Highest Common Factor of 787, 996, 742 using Euclid's algorithm
Created By : Jatin Gogia
Reviewed By : Rajasekhar Valipishetty
Last Updated : Apr 06, 2023
HCF Calculator using the Euclid Division Algorithm helps you to find the Highest common factor (HCF) easily for 787, 996, 742 i.e. 1 the largest integer that leaves a remainder zero for all numbers.
HCF of 787, 996, 742 is 1 the largest number which exactly divides all the numbers i.e. where the remainder is zero. Let us get into the working of this example.
Consider we have numbers 787, 996, 742 and we need to find the HCF of these numbers. To do so, we need to choose the largest integer first and then as per Euclid's Division Lemma a = bq + r where 0 ≤ r ≤ b
Highest common factor (HCF) of 787, 996, 742 is 1.
HCF(787, 996, 742) = 1
HCF of 787, 996, 742 using Euclid's algorithm
Highest common factor or Highest common divisor (hcd) can be calculated by Euclid's algotithm.
Highest common factor (HCF) of 787, 996, 742 is 1.
Highest Common Factor of 787,996,742 is 1
Step 1: Since 996 > 787, we apply the division lemma to 996 and 787, to get
996 = 787 x 1 + 209
Step 2: Since the reminder 787 ≠ 0, we apply division lemma to 209 and 787, to get
787 = 209 x 3 + 160
Step 3: We consider the new divisor 209 and the new remainder 160, and apply the division lemma to get
209 = 160 x 1 + 49
We consider the new divisor 160 and the new remainder 49,and apply the division lemma to get
160 = 49 x 3 + 13
We consider the new divisor 49 and the new remainder 13,and apply the division lemma to get
49 = 13 x 3 + 10
We consider the new divisor 13 and the new remainder 10,and apply the division lemma to get
13 = 10 x 1 + 3
We consider the new divisor 10 and the new remainder 3,and apply the division lemma to get
10 = 3 x 3 + 1
We consider the new divisor 3 and the new remainder 1,and apply the division lemma to get
3 = 1 x 3 + 0
The remainder has now become zero, so our procedure stops. Since the divisor at this stage is 1, the HCF of 787 and 996 is 1
Notice that 1 = HCF(3,1) = HCF(10,3) = HCF(13,10) = HCF(49,13) = HCF(160,49) = HCF(209,160) = HCF(787,209) = HCF(996,787) .

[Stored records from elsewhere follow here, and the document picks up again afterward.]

PR #821, opened 2020-03-16
feat: support binding for Set/Map for CheckedObserver

bigopon:
# Pull Request

## 📖 Description

Provide support for binding multiple checkbox to Set/Map, in addition to Array

### 🎫 Issues

N/A

## 👩‍💻 Reviewer Notes

N/A

## 📑 Test Plan

More sophisticate usage with mater & Set/Map


fkleuver:
@bigopon Seems like an excellent idea. Makes it consistent with the repeater as well. Gets me wondering if there would be a way to share some logic between the two.. maybe something to look into later.
Does this work as it is right now? Anything specific you want me to look at?

AureliaEffect:
JS Framework Benchmark: https://42794-121594173-gh.circle-artifacts.com/0/test/js-framework-benchmark/webdriver-ts-results/table.html

bigopon:
@fkleuver I was asking how we would feel about this addition mainly. If it seems good, then i'll finish the rest with some more complicated scenarios with regards to matcher and seal this PR. Will also need to work on some doc

bigopon:
@fkleuver ready to go. Please help review

AureliaEffect:
JS Framework Benchmark: https://42837-121594173-gh.circle-artifacts.com/0/test/js-framework-benchmark/webdriver-ts-results/table.html

AureliaEffect:
JS Framework Benchmark: https://42906-121594173-gh.circle-artifacts.com/0/test/js-framework-benchmark/webdriver-ts-results/table.html

packages/runtime-html/src/observation/checked-observer.ts
```diff
@@ -137,44 +141,144 @@ export class CheckedObserver implements IAccessor {
...
+    const elementValue = Object.prototype.hasOwnProperty.call(obj, 'model') as boolean ? obj.model : obj.value;
     const isRadio = obj.type === 'radio';
     const matcher = obj.matcher !== void 0 ? obj.matcher : defaultMatcher;
 
     if (isRadio) {
       obj.checked = !!matcher(currentValue, elementValue);
     } else if (currentValue === true) {
       obj.checked = true;
-    } else if (Array.isArray(currentValue)) {
+    } else if (currentValue instanceof Array /* Array.isArray does not account for proxy */) {
```
bigopon: I was always wondering why we are using `instanceof Array` in our code, now I understand why. This does not need to go with this PR, but it wouldn't hurt. @fkleuver your call.

AureliaEffect:
JS Framework Benchmark: https://43005-121594173-gh.circle-artifacts.com/0/test/js-framework-benchmark/webdriver-ts-results/table.html

AureliaEffect:
JS Framework Benchmark: https://43042-121594173-gh.circle-artifacts.com/0/test/js-framework-benchmark/webdriver-ts-results/table.html

AureliaEffect:
JS Framework Benchmark: https://43168-121594173-gh.circle-artifacts.com/0/test/js-framework-benchmark/webdriver-ts-results/table.html

packages/runtime-html/src/observation/checked-observer.ts
```diff
@@ -12,9 +11,12 @@ import {
   subscriberCollection,
   IScheduler,
   ITask,
+  getCollectionObserver,
+  ILifecycle,
 } from '@aurelia/runtime';
 import { IEventSubscriber } from './event-manager';
 import { ValueAttributeObserver } from './value-attribute-observer';
+import { RepeatableCollection } from '@aurelia/runtime/dist/observation/observer-locator';
```
fkleuver, line 19: ⛔️

bigopon: hmm, what should it be here. Should I create a local type for Map/Set/Array union?

bigopon: ✔

fkleuver: That's fine or you can export it. The main thing is to make sure you don't import from dist as this can break the runtime output sometimes

AureliaEffect:
JS Framework Benchmark: https://43735-121594173-gh.circle-artifacts.com/0/test/js-framework-benchmark/webdriver-ts-results/table.html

We can take hcf of as 1st numbers and next number as another number to apply in Euclidean lemma
Step 1: Since 742 > 1, we apply the division lemma to 742 and 1, to get
742 = 1 x 742 + 0
The remainder has now become zero, so our procedure stops. Since the divisor at this stage is 1, the HCF of 1 and 742 is 1
Notice that 1 = HCF(742,1) .
HCF using Euclid's Algorithm Calculation Examples
Here are some samples of HCF using Euclid's Algorithm calculations.
Frequently Asked Questions on HCF of 787, 996, 742 using Euclid's Algorithm
1. What is the Euclid division algorithm?
Answer: Euclid's Division Algorithm is a technique to compute the Highest Common Factor (HCF) of given positive integers.
2. what is the HCF of 787, 996, 742?
Answer: HCF of 787, 996, 742 is 1 the largest number that divides all the numbers leaving a remainder zero.
3. How to find HCF of 787, 996, 742 using Euclid's Algorithm?
Answer: For arbitrary numbers 787, 996, 742 apply Euclid’s Division Lemma in succession until you obtain a remainder zero. HCF is the remainder in the last but one step.